The logic of his critique of the liberal economic orthodoxy prevailing in EU institutions and most of its member states, including Ireland, represents an implicit criticism of the Government’s approach.


Unilateral announcement
More critically there is a danger that the expression of strong views by the President on such matters could have implications for the Government's negotiating position with EU institutions and other member states on issues that are of vital importance for the country's economy.

Earlier this year Minister for Communications Pat Rabbitte made a unilateral announcement that Ireland would not be paying the money due on promissory notes this year. His intervention put a serious spanner in the delicate negotiations being conducted by Minister for Finance Michael Noonan with the ECB on the subject and Rabbitte had to be slapped down very quickly. Disowning the President if he says something counterproductive will not be as easy and could lead to a constitutional crisis.

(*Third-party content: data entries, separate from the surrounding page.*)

PR #2048, opened 2026-06-10
chore(clustered tests): setup another cluster and add cluster links tests

kimanhou:
## Done

- Extend the infrastructure of clustered tests to have a second one-node cluster. WD-37019
- Add tests for cluster links. WD-37020

## QA

1. Run the LXD-UI:
    - Trust CI

## Screenshots

image

### DIFF
--- a/tests/cluster-links-clustered.spec.ts
+++ b/tests/cluster-links-clustered.spec.ts
@@ -1,10 +1,12 @@
-import { test } from "./fixtures/lxd-test";
+import { test, expect } from "./fixtures/lxd-test";
 import {
   createClusterLink,
   deleteClusterLink,
   editClusterLink,
   randomLinkName,
   skipIfNotSupported,
+  createClusterLinkOnRemoteCluster,
+  deleteClusterLinkOnRemoteCluster,
 } from "./helpers/cluster-links";
 import { skipIfNotClustered } from "./helpers/cluster";
 
@@ -17,6 +19,64 @@ test("cluster link create edit delete", async ({
 
   const link = randomLinkName();
   await createClusterLink(page, link);
+  const row = page.getByRole("row").filter({ hasText: link });
+  await expect(row).toBeVisible();
+  await expect(row.getByRole("cell", { name: "Type" })).toHaveText(
+    "Bidirectional",
+  );
+  await expect(row.getByRole("cell", { name: "Status" })).toHaveText("Pending");
+  await expect(row.getByRole("cell", { name: "Addresses" })).toHaveText("-");
+  await expect(row.getByRole("cell", { name: "Description" })).toHaveText("");
+
   await editClusterLink(page, link);
+  await expect(row.getByRole("cell", { name: "Description" })).toHaveText(
+    "My link",
+  );
+
+  await deleteClusterLink(page, link);
+  await expect(row).toHaveCount(0);
+});
+
+test("cluster link table displays all links", async ({
+  page,
+  lxdVersion,
+}, testInfo) => {
+  skipIfNotSupported(lxdVersion);
+  skipIfNotClustered(testInfo.project.name);
+
+  const link1 = randomLinkName();
+  const link2 = randomLinkName();
+  await createClusterLink(page, link1);
+  await createClusterLink(page, link2);
+
+  const row1 = page.getByRole("row").filter({ hasText: link1 });
+  const row2 = page.getByRole("row").filter({ hasText: link2 });
+
+  await expect(row1).toBeVisible();
+  await expect(row2).toBeVisible();
+
+  await deleteClusterLink(page, link1);
+  await deleteClusterLink(page, link2);
+});
+
+test("consume token to create cluster link", async ({
+  page,
+  lxdVersion,
+}, testInfo) => {
+  skipIfNotSupported(lxdVersion);
+  skipIfNotClustered(testInfo.project.name);
+
+  const link = randomLinkName();
+
+  const token = createClusterLinkOnRemoteCluster(link);
+  await createClusterLink(page, link, token);
+
+  const row = page.getByRole("row").filter({ hasText: link });
+  await expect(row.getByRole("cell", { name: "Status" })).toHaveText(
+    "Reachable",
+  );
+  await expect(row.getByRole("cell", { name: "Auth groups" })).toHaveText("1");
+
+  deleteClusterLinkOnRemoteCluster(link);
   await deleteClusterLink(page, link);
 });
--- a/tests/helpers/cluster-links.ts
+++ b/tests/helpers/cluster-links.ts
@@ -3,6 +3,7 @@ import { randomNameSuffix } from "./name";
 import type { Page } from "@playwright/test";
 import { gotoURL } from "./navigate";
 import { dismissNotification } from "./notification";
+import { runCommand } from "./shell";
 
 export const skipIfNotSupported = (lxdVersion: LxdVersions) => {
   test.skip(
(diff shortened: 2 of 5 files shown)


tests/scripts/start_vm_cluster.sh
```diff
@@ -62,9 +72,17 @@ cluster:
   cluster_token: ${TOKEN}
 EOF
 
+# Bootstrap VM3 as an unclustered standalone LXD.
+sudo lxc exec vm3 -- lxd init --auto
+sudo lxc exec vm3 -- lxc config set core.https_address :8443
+
+
```
edlerd:
```suggestion

```
Nitpick

tests/cluster-links-clustered.spec.ts
```diff
@@ -17,6 +18,77 @@ test("cluster link create edit delete", async ({
...
+  const link = randomLinkName();
+  const targetVM = process.env.LXD_UI_CLUSTER_LINK_TARGET_VM;
+  if (!targetVM) {
+    throw new Error("Missing required env var: LXD_UI_CLUSTER_LINK_TARGET_VM");
+  }
+  const authGroupName = `link-${link}`;
+  const generateTokenCommand = `
+    lxc auth group create ${authGroupName} &&
+    lxc auth group permission add ${authGroupName} server admin &&
+    lxc cluster link create ${link} --auth-group ${authGroupName}
```
edlerd:
```suggestion
    lxc cluster link create ${link} --auth-group admins
```
Let's rely on the default `admins` group.

tests/cluster-links-clustered.spec.ts
```diff
@@ -17,6 +18,77 @@ test("cluster link create edit delete", async ({
...
+  `;
+  const output = runCommand(
+    `lxc exec ${targetVM} -- sh -c '${generateTokenCommand}'`,
```
edlerd: `targetVM` is the ip, I think this doesn't work and we need the name `vm3` here instead.

tests/cluster-links-clustered.spec.ts
```diff
@@ -17,6 +18,77 @@ test("cluster link create edit delete", async ({
...
+  const row2 = page.getByRole("row").filter({ hasText: link2 });
+
+  await expect(row1).toBeVisible();
+  await expect(row2).toBeVisible();
+
+  await deleteClusterLink(page, link1);
+  await deleteClusterLink(page, link2);
+});
+
+test("consume token to create cluster link", async ({
```
edlerd, line 62: We should clean up the cluster link and delete it at the end.

tests/cluster-links-clustered.spec.ts
```diff
@@ -17,6 +18,77 @@ test("cluster link create edit delete", async ({
...
+    lxc cluster link create ${link} --auth-group ${authGroupName}
+  `;
+  const output = runCommand(
+    `lxc exec ${targetVM} -- sh -c '${generateTokenCommand}'`,
+  )
+    .toString()
+    .trim();
+
+  // Extract token from the output (it's on the last line)
+  const token = output.split("\n").pop() || "";
```
edlerd: Let's push the "create a cluster link token on the other vm" into a function, we can easily reuse it for other tests. I think we should also have a "Create all existing cluster links" cleanup at the beginning of that function so we make things re-tryable.

edlerd (commented):
Looks promising, few comments below.

tests/cluster-links-clustered.spec.ts
kimanhou: Nope, I don't save vm3's IP. `LXD_UI_CLUSTER_LINK_TARGET_VM` is the name `vm3`.
In start_vm_cluster.sh line 83:
```
LXD_UI_CLUSTER_LINK_TARGET_VM=vm3
```

edlerd: Ah right, I misread the line in the shell script.

tests/cluster-links-clustered.spec.ts
```diff
@@ -17,6 +19,67 @@ test("cluster link create edit delete", async ({
...
+}, testInfo) => {
+  skipIfNotSupported(lxdVersion);
+  skipIfNotClustered(testInfo.project.name);
+
+  const link = randomLinkName();
+  const targetVM = process.env.LXD_UI_CLUSTER_LINK_TARGET_VM;
+  if (!targetVM) {
+    throw new Error("Missing required env var: LXD_UI_CLUSTER_LINK_TARGET_VM");
+  }
+  const token = createClusterLinkonRemoteCluster(targetVM, link);
```
edlerd:
```suggestion
  const token = createClusterLinkOnRemoteCluster(targetVM, link);
```
Typo

tests/cluster-links-clustered.spec.ts
```diff
@@ -17,6 +19,67 @@ test("cluster link create edit delete", async ({
...
+  await createClusterLink(page, link, token);
+
+  const row = page.getByRole("row").filter({ hasText: link });
+  await expect(row.getByRole("cell", { name: "Status" })).toHaveText(
+    "Reachable",
+  );
+  await expect(row.getByRole("cell", { name: "Auth groups" })).toHaveText("1");
+
+  deleteClusterLinkonRemoteCluster(targetVM, link);
```
edlerd:
```suggestion
  deleteClusterLinkOnRemoteCluster(targetVM, link);
```

tests/server.spec.ts
```diff
@@ -87,3 +88,21 @@ test("add and delete user defined setting", async ({ page }) => {
...
+    serverPageTabs.push("Clustering");
+  }
+
+  if (lxdVersion !== "5.0-edge" && lxdVersion !== "5.21-edge") {
+    serverPageTabs.push("Replicators", "Cluster links");
+  }
+
+  for (const tab of serverPageTabs) {
+    await tabs.filter({ hasText: tab }).click();
+  }
```
edlerd, line 115: Maybe add a bit more validation here than just clicking through the tabs. Such as ensuring we are on the right tab with the correct heading. Perhaps remove the `serverPageTabs` concept as it slightly confuses. We can directly click the tabs guarded by the LXD-version checks.

edlerd (commented):
Good stuff, thanks for making it clean. A few tiny comments are left, then should be good to merge.

tests/cluster-links-clustered.spec.ts
```diff
@@ -17,6 +19,67 @@ test("cluster link create edit delete", async ({
...
+  lxdVersion,
+}, testInfo) => {
+  skipIfNotSupported(lxdVersion);
+  skipIfNotClustered(testInfo.project.name);
+
+  const link = randomLinkName();
+  const targetVM = process.env.LXD_UI_CLUSTER_LINK_TARGET_VM;
+  if (!targetVM) {
+    throw new Error("Missing required env var: LXD_UI_CLUSTER_LINK_TARGET_VM");
+  }
```
edlerd: Shall we push this into a new helper to be called by createClusterLinkOnRemoteCluster and deleteClusterLinkOnRemoteCluster?

Then any other tests that rely on existing links, can do simply two lines for setup:
```
  const token = createClusterLinkonRemoteCluster(link);
  await createClusterLink(page, link, token);
```

tests/cluster-links-clustered.spec.ts
omarelkashef: Thanks for the catch

tests/cluster-links-clustered.spec.ts
omarelkashef: These two functions already exist. Do you mean pushing the part about reading the env var into the helper function? That would mean we can only create a link to a specific node. Do we expect a need to create links to multiple nodes?

edlerd: Yes, reading the `targetVM` can be done inside those functions via extra helper. Then other tests that need cluster links don't need to worry about that aspect, and it becomes an implementation detail.

tests/helpers/cluster-links.ts
```diff
@@ -57,3 +75,27 @@ export const deleteClusterLink = async (page: Page, link: string) => {
...
+
+  // Extract token from the output (it's on the last line)
+  return output.split("\n").pop() || "";
+};
+
+export const deleteClusterLinkOnRemoteCluster = (link: string) => {
+  const targetVM = process.env.LXD_UI_CLUSTER_LINK_TARGET_VM;
+  if (!targetVM) {
+    throw new Error("Missing required env var: LXD_UI_CLUSTER_LINK_TARGET_VM");
+  }
```
edlerd, line 101: Can we extract this into a `getRemoteClusterVm` helper or similar? So we 1) don't have to repeat it and 2) it will become clear this and the function above refer to the same thing.

edlerd (commented):
Nearly perfect, tiny thing left.

We didn't add the "clear all cluster existing links if they exist" before creating one. But we can keep as is and see if CI is stable. Maybe we don't need it.

omarelkashef:
> Nearly perfect, tiny thing left.
> 
> We didn't add the "clear all cluster existing links if they exist" before creating one. But we can keep as is and see if CI is stable. Maybe we don't need it.

I agree as I am not sure it will be necessary.

edlerd (approved):
LGTM, thanks :)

Higgins's latest intervention came in an interview with the Financial Times in which he said Europe faced a "moral crisis" and called on European leaders to undertake a radical rethink about how they are handling the economic crisis.

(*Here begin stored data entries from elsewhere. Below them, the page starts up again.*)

PR #2055, opened 2026-06-12
feat(cluster link): disable delete button if cluster link is used

kimanhou:
## Done

- feat(cluster link): disable delete button if cluster link is used

## QA

1. Run the LXD-UI:
    - Go to cluster link list. Make sure the cluster links that are being used cannot be deleted.

## Screenshots

image

### DIFF
--- a/src/pages/cluster/actions/DeleteClusterLinkBtn.tsx
+++ b/src/pages/cluster/actions/DeleteClusterLinkBtn.tsx
@@ -49,12 +49,22 @@ const DeleteClusterLinkBtn: FC<Props> = ({ clusterLink }) => {
       });
   };
 
+  const disabledReason = () => {
+    if (clusterLink.used_by?.length) {
+      return `Cannot delete this cluster link as it is currently in use.`;
+    }
+    if (!canDelete) {
+      return "You do not have permission to delete this cluster link";
+    }
+    return undefined;
+  };
+
   return (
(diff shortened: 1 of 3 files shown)


src/pages/cluster/actions/DeleteClusterLinkBtn.tsx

In the interview the President was repeating views he had articulated in a much more elaborate form to the European Parliament in Strasbourg last month and in a lengthy address at the Sorbonne in Paris in February.

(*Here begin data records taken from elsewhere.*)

PR #2075, opened 2026-06-18
chore(test) fix cluster test to rely on 3 nodes

edlerd:
## Done

- chore(test) fix cluster test to rely on 3 nodes


kimanhou:
Is there something wrong with local peering setup ?

image

edlerd:
> Is there something wrong with local peering setup ?

It seems unrelated, as it is only in one of the two browsers.

kimanhou (approved):

PR #2079, opened 2026-06-19
feat(load-balancer) guard load balancer health checks with an api extension

edlerd:
## Done

- feat(load-balancer) guard load balancer health checks with an api extension

## QA

1. Run the LXD-UI:
    - check an ovn network load balancer pool creation is not exposing health check configuration:
    - use a lxd latest edge backend with ovn configured:
      - sudo snap install microovn --channel=latest/edge
      -  microovn init (create a new cluster)
      -  lxd init (let it listen on the network)
      -  set lxd config to network.ovn.northbound_connection: ssl:127.0.0.1:6641
      -  connect the ui from this branch to the container as a backend
      -  In the ui configure the lxdbr0 created by lxd init above to have:
      -  IPv4 DHCP ranges: With about 20 ips, such as 10.115.100.170-10.115.100.190, needs to match the network mask
      -  IPv4 OVN ranges: With about 50 ips, such as 10.115.100.100-10.115.100.150, needs to match the network mask
      -  IPV4 routes: Set to a valid CIDR, such as 10.115.100.208/28
      -  in the ui create an ovn network
      -  use lxdbr0 as an uplink, other settings default
      -  in the ui visit ovn network detail page
      -  in the ui go to load balancers
      - in the ui create a load balancer pool

## Screenshots

image

### DIFF
--- a/src/context/useSupportedFeatures.tsx
+++ b/src/context/useSupportedFeatures.tsx
@@ -62,5 +62,8 @@ export const useSupportedFeatures = () => {
     hasReplicators: apiExtensions.has("replicators"),
     hasLoadBalancerPools: apiExtensions.has("network_load_balancer_pool"),
     hasStorageNvmeTcp: apiExtensions.has("storage_nvme_tcp"),
+    hasLoadBalancerHealthChecks: apiExtensions.has(
+      "network_load_balancer_pool_health_checks",
+    ),
   };
 };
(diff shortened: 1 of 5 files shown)


omarelkashef (commented):
Is the health check disabled or default when the api extension does not exist? Currently we show default. Maybe we should not even show that column in the load balancer pool table.

edlerd:
> Is the health check disabled or default when the api extension does not exist? Currently we show default. Maybe we should not even show that column in the load balancer pool table.

Ah yes, I missed hiding the column in the load balancer pools table, will add it shortly.

omarelkashef (dismissed):
LGTM, thank you! One non-blocking suggestion: should empty load balancer pool instance status be "-" instead of an empty string?

omarelkashef (approved):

Senior civil servants were reported to be concerned about the speeches delivered by the President on both occasions, believing they represented a foray outside his constitutional remit and into the political arena.

However, the Government was loath to intervene for two reasons: the first was that a public row with the President is the last thing it needs given the problems it faces; the second is that Higgins was articulating views that particularly appeal to the Labour Party, whose candidate he was in the 2011 election.

While there has been conflict between the government and the president in the past – most notably in the case of Cearbhall Ó Dálaigh in the 1970s and Mary Robinson in the 1990s, neither of those presidents went nearly as far in articulating alternative political positions to the government as President Higgins.

One of the reasons for Kenny’s restraint is probably his awareness of the damage done to the Fine Gael-Labour coalition of the 1970s by the row with Ó Dálaigh that ultimately led to his resignation as president. That row developed from a presidential decision to refer a piece of emergency legislation to the Supreme Court rather than from any statement or action that could be regarded as outside his constitutional remit.

The then taoiseach Liam Cosgrave and Ó Dálaigh did not enjoy a great relationship and the president resented not being given regular briefings by the taoiseach.

Tensions involving Robinson were also exacerbated by her personal relations first with taoiseach Charles Haughey and then with tánaiste Dick Spring. The former president has recounted how Haughey did everything he could to limit her role. He even refused her permission to leave the country to deliver the annual Dimbleby Lecture on the BBC.

A more serious confrontation arose with the Fine Gael-Labour coalition later in the decade when president Robinson shook hands with Sinn Féin president Gerry Adams against the advice of the government, which was then engaged in talks to get the peace process back on track.


Absence of suspicion
The current situation has not become nearly as tense as those earlier confrontations. But in some respects it is potentially more serious despite the fact that

Kenny and Higgins get along well, having known and liked each other for more than 30 years. The present Taoiseach is also punctilious about meeting the President to brief him on developments on a monthly basis unlike the situation in the 1970s when Ó Dálaigh was president.

There is also an absence of the kind of suspicion that governed relations between Robinson and Haughey and, unlike Spring, this Tánaiste enjoys a good relationship with the current Labour president.

Nonetheless, it is difficult to see how a conflict between Áras an Uachtaráin and the Government can be avoided at some stage in the Coalition’s lifetime if the President’s political interventions continue and become even more overt.